I recently tested the performance of the for loop and foreach loop in C #, and I noticed that to summarize the ints array in long, the foreach loop may appear faster. Here is the full test program , I used Visual Studio 2012, x86, release mode, optimization is on.

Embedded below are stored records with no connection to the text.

PR #996, opened 2016-03-26
Enable CI testing on Windows with AppVeyor

tbekolay:
I figured this would be helpful for ensuring #946 works well on Windows.

This PR ensures that all tests pass on Windows using AppVeyor. Right now, we're using conda (AppVeyor has 2.7, 3.4 and 3.5 versions of Miniconda installed by default). With the first two commits, the builds succeed [for all versions but one](https://ci.appveyor.com/project/nengo/nengo/build/1.0.7). Python 3.5 (32-bit) fails for `test_reset` with `LIFRate` neurons (see [here](https://ci.appveyor.com/project/nengo/nengo/build/1.0.7/job/9l62j27yo3ub85sm#L1002)). Any idea why this might be @hunse?

One thing up for discussion in this PR is how many test environments we actually want to run with AppVeyor.

The way I see it, TravisCI should be where we test as many situations as possible (since it allows us to run tests in parallel, which AppVeyor does not), while AppVeyor should be used just to make sure that things work in Windows. Still, I feel like there are enough Windows-specific differences between Python 2 and Python 3. So, I think I would prefer to test with the latest version of Python 2 and Python 3, but not all versions available, which is what is currently done in this PR.

The alternatives are to only run one test (which I think should be the latest version, so Python 3.5 right now), all tests (the six that are running right now), some other subset of the six tests (e.g., 32-bit and 64-bit Python 3.5), or to mirror exactly in AppVeyor what we do in TravisCI.

As I said above, testing in AppVeyor takes quite a bit longer than TravisCI (since you can use cool docker-based infrastructure in Windows), so I would err on the side of fewer tests.

### DIFF
--- a/appveyor.yml
+++ b/appveyor.yml
@@ -1,0 +1,21 @@
+environment:
+  matrix:
+    - PYTHON: "C:\\Miniconda"
+    - PYTHON: "C:\\Miniconda3"
+    - PYTHON: "C:\\Miniconda35-x64"
+
+init:
+  - set PATH=%PYTHON%;%PYTHON%\\Scripts;%PATH%
+
+install:
+  - conda config --set always_yes yes --set changeps1 no
+  - conda update -q conda
+  - conda info -a
+  - conda install numpy matplotlib jupyter pytest flake8
+
+build: false  # Not a C# project
+
+test_script:
+  - python setup.py -q install
+  - python setup.py test -a "nengo -v --durations=20"
+  - flake8 -v nengo
--- a/nengo/tests/test_connection.py
+++ b/nengo/tests/test_connection.py
@@ -299,7 +299,7 @@ def test_dist_transform(Simulator, seed):
         conn = nengo.Connection(a, b)
 
     sim = Simulator(net)
-    assert np.all(w == sim.model.params[conn].weights)
+    assert np.allclose(w, sim.model.params[conn].weights)
 
 
 def test_weights(Simulator, nl, plt, seed):
--- a/nengo/tests/test_ensemble.py
+++ b/nengo/tests/test_ensemble.py
@@ -322,8 +322,8 @@ def test_noise_gen(Simulator, nl_nodirect, seed, plt):
 
     assert np.all(sim.data[pos_p] >= sim.data[normal_p])
     assert np.all(sim.data[normal_p] >= sim.data[neg_p])
-    assert not np.all(sim.data[normal_p] == sim.data[pos_p])
-    assert not np.all(sim.data[normal_p] == sim.data[neg_p])
+    assert not np.allclose(sim.data[normal_p], sim.data[pos_p])
+    assert not np.allclose(sim.data[normal_p], sim.data[neg_p])
 
 
 def test_noise_copies_ok(Simulator, nl_nodirect, seed, plt):
--- a/nengo/tests/test_learning_rules.py
+++ b/nengo/tests/test_learning_rules.py
@@ -208,7 +208,7 @@ def test_unsupervised(Simulator, rule_type, solver, seed, rng, plt):
     plt.xlabel("Time (s)")
     plt.ylabel("Weights")
 
-    assert not np.all(sim.data[weights_p][0] == sim.data[weights_p][-1])
+    assert not np.allclose(sim.data[weights_p][0], sim.data[weights_p][-1])
 
 
 def learning_net(learning_rule, net, rng):
@@ -264,7 +264,7 @@ def test_dt_dependence(Simulator, plt, learning_rule, seed, rng):
     plt.ylabel("Presynaptic activity")
 
     assert np.allclose(trans_data[0], trans_data[1], atol=3e-3)
-    assert not np.all(sim.data[trans_p][0] == sim.data[trans_p][-1])
+    assert not np.allclose(sim.data[trans_p][0], sim.data[trans_p][-1])
 
 
 @pytest.mark.parametrize('learning_rule', [nengo.PES, nengo.BCM, nengo.Oja])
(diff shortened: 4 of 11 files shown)


hunse:
No idea. Can anyone reproduce this failure locally on a Windows machine? It would make it much easier to debug.

drasmuss:
Doesn't happen on my machine (Python 3.5 64bit)

tbekolay:
Hrm, this is puzzling. The past 3 builds have randomly failed on different environments ([1](https://ci.appveyor.com/project/nengo/nengo/build/1.0.7), [2](https://ci.appveyor.com/project/nengo/nengo/build/1.0.8), [3](https://ci.appveyor.com/project/nengo/nengo/build/1.0.9)). The only commonality is that they're all 32-bit versions of Python. I tried to recreate the environment in a virtualbox by installing a 32-bit version version of Anaconda, and then running the tests with different versions of Python (confirming that they're 32-bit versions of Python) but I can't get that test to fail ... The only difference I can think of is that AppVeyor uses Windows Server and my Virtualbox is Windows 10 :P

So... one possibility is to limit the builds to 64-bit Pythons? Any other thoughts?

drasmuss:
On Travis-CI we're only testing on 64-bit Pythons right? Are we sure this is a Windows issue, and not just a 32-bit Python issue?

tbekolay:
Could very likely be a 32-bit Python issue in general -- of course, in non-Windows OSes it's super hard to install 32-bit anythings in a 64-bit OS. TravisCI doesn't have 32-bit environments available, so perhaps that's good reason to test in 32-bit on AppVeyor.

If it is a 32-bit Python issue, then I think the first thing to do would be to replace all `dtype=float` or `dtype=int`s to be explicitly `np.float/int64`s.

That said, I can't reproduce this in a 32-bit Python in Windows 10, so I can't test to see if that would fix anything :P

jgosmann:
I just looked the failing assert:
```python
assert np.all(sim.data[square_p] == first_square_p) 
```
It is always problematic to do an exact comparison of floating point numbers. Even though it would seem reasonable that the floating point computations in this test are completely deterministic and producing the same bit patterns, this might not be true? This could also very well be related to 32-bit vs. 64-bit.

Here is the build code for both loops. Preview:
long sum = 0; 00000000 push ebp 00000001 mov ebp,esp 00000003 push edi 00000004 push esi 00000005 push ebx 00000006 xor ebx,ebx 00000008 xor edi,edi foreach (var i in collection) { 0000000a xor esi,esi 0000000c cmp dword ptr [ecx+4],0 00000010 jle 00000025 00000012 mov eax,dword ptr [ecx+esi*4+8] sum += i; 00000016 mov edx,eax 00000018 sar edx,1Fh 0000001b add ebx,eax 0000001d adc edi,edx 0000001f inc esi foreach (var i in collection) { 00000020 cmp dword ptr [ecx+4],esi 00000023 jg 00000012 } return sum; 00000025 mov eax,ebx 00000027 mov edx,edi 00000029 pop ebx 0000002a pop esi 0000002b pop edi 0000002c pop ebp 0000002d ret
And for:
long sum = 0; 00000000 push ebp 00000001 mov ebp,esp 00000003 push edi 00000004 push esi 00000005 push ebx 00000006 push eax 00000007 xor ebx,ebx 00000009 xor edi,edi for (int i = 0; i < collection.Length; ++i) { 0000000b xor esi,esi 0000000d mov eax,dword ptr [ecx+4] 00000010 mov dword ptr [ebp-10h],eax 00000013 test eax,eax 00000015 jle 0000002A sum += collection[i]; 00000017 mov eax,dword ptr [ecx+esi*4+8] 0000001b cdq 0000001c add eax,ebx 0000001e adc edx,edi 00000020 mov ebx,eax 00000022 mov edi,edx for (int i = 0; i < collection.Length; ++i) { 00000024 inc esi 00000025 cmp dword ptr [ebp-10h],esi 00000028 jg 00000017 } return sum; 0000002a mov eax,ebx 0000002c mov edx,edi 0000002e pop ecx 0000002f pop ebx 00000030 pop esi 00000031 pop edi 00000032 pop ebp 00000033 ret
As you can see, the main loop is 7 instructions for "foreach" and 9 instructions for "for". This results in an approximately 10% performance difference in my tests.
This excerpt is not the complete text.